● **Problem details**
What lines of the material hold the string "firing"? Pull each of them out.
++++ Records shown
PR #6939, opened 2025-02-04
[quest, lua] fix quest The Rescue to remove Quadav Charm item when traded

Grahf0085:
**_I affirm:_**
++++++++
++++ Records shown
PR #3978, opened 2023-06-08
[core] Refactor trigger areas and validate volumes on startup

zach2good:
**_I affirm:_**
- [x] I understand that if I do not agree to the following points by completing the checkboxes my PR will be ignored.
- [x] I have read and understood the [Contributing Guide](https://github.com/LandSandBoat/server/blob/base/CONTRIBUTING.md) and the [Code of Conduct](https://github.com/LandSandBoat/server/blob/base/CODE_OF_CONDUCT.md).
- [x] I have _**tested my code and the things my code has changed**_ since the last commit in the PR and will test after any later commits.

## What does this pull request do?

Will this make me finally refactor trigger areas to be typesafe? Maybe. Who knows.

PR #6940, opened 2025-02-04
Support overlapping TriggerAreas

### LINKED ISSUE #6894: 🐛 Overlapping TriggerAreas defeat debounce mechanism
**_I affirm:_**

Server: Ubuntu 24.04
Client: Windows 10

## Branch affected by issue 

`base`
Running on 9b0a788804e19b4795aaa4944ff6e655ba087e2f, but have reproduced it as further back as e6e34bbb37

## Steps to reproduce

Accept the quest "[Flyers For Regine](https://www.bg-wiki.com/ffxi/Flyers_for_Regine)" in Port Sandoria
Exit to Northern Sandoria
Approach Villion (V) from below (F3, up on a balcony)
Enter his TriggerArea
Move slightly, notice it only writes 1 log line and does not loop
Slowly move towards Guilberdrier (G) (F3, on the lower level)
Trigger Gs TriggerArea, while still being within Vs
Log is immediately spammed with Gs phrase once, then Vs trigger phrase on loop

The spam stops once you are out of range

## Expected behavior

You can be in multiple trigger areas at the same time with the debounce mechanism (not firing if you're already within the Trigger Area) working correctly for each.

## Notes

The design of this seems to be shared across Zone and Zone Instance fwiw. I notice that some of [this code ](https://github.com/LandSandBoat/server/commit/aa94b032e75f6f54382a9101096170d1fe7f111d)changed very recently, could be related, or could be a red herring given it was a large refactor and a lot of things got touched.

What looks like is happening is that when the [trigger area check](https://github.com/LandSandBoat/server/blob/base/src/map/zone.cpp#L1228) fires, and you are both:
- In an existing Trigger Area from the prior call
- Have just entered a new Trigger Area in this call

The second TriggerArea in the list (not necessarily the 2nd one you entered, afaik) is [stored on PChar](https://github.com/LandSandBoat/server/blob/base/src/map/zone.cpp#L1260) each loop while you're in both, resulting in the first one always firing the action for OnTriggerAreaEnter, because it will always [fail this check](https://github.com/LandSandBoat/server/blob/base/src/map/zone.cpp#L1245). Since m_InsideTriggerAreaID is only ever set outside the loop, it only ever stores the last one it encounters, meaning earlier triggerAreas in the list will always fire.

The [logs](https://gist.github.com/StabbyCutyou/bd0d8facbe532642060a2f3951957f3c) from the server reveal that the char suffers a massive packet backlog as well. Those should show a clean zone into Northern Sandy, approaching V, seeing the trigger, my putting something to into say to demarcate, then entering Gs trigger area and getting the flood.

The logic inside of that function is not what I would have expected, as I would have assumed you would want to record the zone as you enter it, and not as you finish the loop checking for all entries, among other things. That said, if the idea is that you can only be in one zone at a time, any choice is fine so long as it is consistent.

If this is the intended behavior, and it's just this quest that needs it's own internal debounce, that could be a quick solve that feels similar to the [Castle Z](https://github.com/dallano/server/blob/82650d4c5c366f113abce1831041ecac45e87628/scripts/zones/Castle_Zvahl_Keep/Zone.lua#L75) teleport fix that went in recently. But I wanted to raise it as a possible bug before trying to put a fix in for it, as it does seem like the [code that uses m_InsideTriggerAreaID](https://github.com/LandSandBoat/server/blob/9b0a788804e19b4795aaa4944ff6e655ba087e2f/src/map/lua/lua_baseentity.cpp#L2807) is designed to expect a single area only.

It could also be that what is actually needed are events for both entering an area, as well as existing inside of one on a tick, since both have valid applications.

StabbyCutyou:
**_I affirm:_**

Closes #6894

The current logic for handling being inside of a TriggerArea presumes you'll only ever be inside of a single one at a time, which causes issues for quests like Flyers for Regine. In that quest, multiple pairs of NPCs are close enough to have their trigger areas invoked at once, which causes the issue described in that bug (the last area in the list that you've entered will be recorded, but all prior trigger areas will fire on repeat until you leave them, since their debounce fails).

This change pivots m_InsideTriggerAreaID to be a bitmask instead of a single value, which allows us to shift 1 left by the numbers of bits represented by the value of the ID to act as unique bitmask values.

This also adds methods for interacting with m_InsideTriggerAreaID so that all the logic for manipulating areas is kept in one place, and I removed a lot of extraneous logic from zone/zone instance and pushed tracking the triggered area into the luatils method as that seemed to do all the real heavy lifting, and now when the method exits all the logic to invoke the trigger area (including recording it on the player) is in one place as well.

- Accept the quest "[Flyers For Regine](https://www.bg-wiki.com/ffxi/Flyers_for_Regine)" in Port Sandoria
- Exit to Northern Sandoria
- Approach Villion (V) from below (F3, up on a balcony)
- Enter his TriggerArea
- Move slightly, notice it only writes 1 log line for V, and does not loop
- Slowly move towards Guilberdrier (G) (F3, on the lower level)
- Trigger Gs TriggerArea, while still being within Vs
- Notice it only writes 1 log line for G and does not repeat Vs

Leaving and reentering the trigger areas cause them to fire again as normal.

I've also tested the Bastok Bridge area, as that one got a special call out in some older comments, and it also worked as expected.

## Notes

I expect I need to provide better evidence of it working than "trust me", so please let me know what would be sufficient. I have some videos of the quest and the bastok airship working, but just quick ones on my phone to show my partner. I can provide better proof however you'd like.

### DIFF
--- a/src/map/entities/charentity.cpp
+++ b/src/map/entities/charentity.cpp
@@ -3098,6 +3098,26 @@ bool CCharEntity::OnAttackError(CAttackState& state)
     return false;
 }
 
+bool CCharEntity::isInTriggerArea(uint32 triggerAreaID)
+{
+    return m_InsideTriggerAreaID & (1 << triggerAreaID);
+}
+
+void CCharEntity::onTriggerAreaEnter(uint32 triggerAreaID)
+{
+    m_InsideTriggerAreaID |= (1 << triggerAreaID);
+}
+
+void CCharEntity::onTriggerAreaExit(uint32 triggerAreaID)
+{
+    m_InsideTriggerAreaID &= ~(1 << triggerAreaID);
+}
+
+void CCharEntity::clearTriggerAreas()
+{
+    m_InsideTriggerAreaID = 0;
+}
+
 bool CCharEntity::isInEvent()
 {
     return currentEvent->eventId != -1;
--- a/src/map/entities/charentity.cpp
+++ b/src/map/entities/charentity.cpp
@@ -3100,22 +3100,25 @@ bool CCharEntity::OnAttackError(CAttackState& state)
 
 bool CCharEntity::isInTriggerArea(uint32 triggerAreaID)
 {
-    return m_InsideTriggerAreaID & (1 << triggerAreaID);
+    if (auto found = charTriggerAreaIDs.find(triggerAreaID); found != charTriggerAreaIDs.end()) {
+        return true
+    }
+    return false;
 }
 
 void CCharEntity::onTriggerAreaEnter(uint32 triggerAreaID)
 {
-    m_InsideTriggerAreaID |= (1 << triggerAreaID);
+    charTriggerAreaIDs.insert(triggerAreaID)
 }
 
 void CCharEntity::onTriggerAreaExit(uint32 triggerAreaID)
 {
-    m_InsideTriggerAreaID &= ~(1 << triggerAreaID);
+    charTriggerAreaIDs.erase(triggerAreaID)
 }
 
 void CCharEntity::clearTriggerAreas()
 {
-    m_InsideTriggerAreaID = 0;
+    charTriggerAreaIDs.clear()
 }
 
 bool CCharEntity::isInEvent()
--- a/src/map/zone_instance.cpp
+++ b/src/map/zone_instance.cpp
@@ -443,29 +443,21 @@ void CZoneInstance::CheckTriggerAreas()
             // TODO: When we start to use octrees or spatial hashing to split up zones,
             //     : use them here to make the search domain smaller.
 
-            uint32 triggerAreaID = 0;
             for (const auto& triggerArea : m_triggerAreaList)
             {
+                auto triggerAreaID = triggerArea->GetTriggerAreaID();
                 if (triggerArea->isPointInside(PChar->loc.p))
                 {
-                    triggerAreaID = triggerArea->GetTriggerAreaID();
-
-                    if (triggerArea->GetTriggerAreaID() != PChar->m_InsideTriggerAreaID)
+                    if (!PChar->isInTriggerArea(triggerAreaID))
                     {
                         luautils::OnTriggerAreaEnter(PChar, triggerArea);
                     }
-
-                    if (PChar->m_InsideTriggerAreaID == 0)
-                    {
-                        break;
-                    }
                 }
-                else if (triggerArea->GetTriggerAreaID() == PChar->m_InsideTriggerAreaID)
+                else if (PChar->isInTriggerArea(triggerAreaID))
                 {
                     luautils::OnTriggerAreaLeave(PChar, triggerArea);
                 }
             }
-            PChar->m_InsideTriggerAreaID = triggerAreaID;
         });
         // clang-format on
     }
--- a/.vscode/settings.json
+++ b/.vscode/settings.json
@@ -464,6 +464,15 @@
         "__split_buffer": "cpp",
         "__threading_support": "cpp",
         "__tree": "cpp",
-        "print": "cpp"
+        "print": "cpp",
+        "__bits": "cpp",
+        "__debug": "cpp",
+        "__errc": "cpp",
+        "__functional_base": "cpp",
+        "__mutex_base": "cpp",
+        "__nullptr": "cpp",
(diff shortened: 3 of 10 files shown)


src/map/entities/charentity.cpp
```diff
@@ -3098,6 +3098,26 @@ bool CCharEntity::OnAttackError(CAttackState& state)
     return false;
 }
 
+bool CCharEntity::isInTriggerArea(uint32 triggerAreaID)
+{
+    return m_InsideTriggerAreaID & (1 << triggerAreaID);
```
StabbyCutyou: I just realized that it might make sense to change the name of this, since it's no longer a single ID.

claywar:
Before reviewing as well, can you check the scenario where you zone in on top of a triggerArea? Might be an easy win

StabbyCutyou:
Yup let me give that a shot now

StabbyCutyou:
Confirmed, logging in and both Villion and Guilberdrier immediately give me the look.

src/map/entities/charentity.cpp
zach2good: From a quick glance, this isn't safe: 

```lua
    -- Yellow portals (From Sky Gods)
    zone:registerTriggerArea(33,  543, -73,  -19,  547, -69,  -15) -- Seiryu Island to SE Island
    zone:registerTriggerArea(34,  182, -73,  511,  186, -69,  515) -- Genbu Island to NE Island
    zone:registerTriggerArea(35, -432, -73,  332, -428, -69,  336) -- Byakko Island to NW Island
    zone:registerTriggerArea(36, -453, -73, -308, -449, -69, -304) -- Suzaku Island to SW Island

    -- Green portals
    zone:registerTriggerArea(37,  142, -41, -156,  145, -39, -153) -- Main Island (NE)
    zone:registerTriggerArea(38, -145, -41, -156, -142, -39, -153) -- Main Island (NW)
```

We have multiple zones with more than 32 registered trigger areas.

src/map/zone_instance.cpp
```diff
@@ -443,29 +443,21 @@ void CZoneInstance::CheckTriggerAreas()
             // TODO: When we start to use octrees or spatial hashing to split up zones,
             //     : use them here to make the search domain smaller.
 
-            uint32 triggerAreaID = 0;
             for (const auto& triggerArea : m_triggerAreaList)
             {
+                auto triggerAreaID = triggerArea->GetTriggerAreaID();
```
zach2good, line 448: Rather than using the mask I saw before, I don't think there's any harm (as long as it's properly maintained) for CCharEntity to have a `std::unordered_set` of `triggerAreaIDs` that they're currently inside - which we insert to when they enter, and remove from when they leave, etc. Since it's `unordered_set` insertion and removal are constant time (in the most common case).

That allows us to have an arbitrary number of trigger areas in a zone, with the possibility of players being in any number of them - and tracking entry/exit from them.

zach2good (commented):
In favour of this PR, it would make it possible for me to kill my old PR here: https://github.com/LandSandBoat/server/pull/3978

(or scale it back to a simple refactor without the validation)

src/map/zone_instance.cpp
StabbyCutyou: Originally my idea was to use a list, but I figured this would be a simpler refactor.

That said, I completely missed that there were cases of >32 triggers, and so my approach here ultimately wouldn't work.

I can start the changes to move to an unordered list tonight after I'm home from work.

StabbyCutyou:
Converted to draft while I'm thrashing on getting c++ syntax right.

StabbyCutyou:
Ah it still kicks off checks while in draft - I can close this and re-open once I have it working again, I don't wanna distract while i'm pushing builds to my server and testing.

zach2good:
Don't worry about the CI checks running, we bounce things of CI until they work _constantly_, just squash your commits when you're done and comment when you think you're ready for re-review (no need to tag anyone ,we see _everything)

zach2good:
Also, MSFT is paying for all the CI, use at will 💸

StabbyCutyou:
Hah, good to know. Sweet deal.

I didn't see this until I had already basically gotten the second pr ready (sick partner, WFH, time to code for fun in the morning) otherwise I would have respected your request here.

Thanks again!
++++++++
● **Solution to this problem**
You can be in multiple trigger areas at the same time with the debounce mechanism (not firing if you're already within the Trigger Area) working correctly for each.
The second TriggerArea in the list (not necessarily the 2nd one you entered, afaik) is [stored on PChar](https://github.com/LandSandBoat/server/blob/base/src/map/zone.cpp#L1260) each loop while you're in both, resulting in the first one always firing the action for OnTriggerAreaEnter, because it will always [fail this check](https://github.com/LandSandBoat/server/blob/base/src/map/zone.cpp#L1245). Since m_InsideTriggerAreaID is only ever set outside the loop, it only ever stores the last one it encounters, meaning earlier triggerAreas in the list will always fire.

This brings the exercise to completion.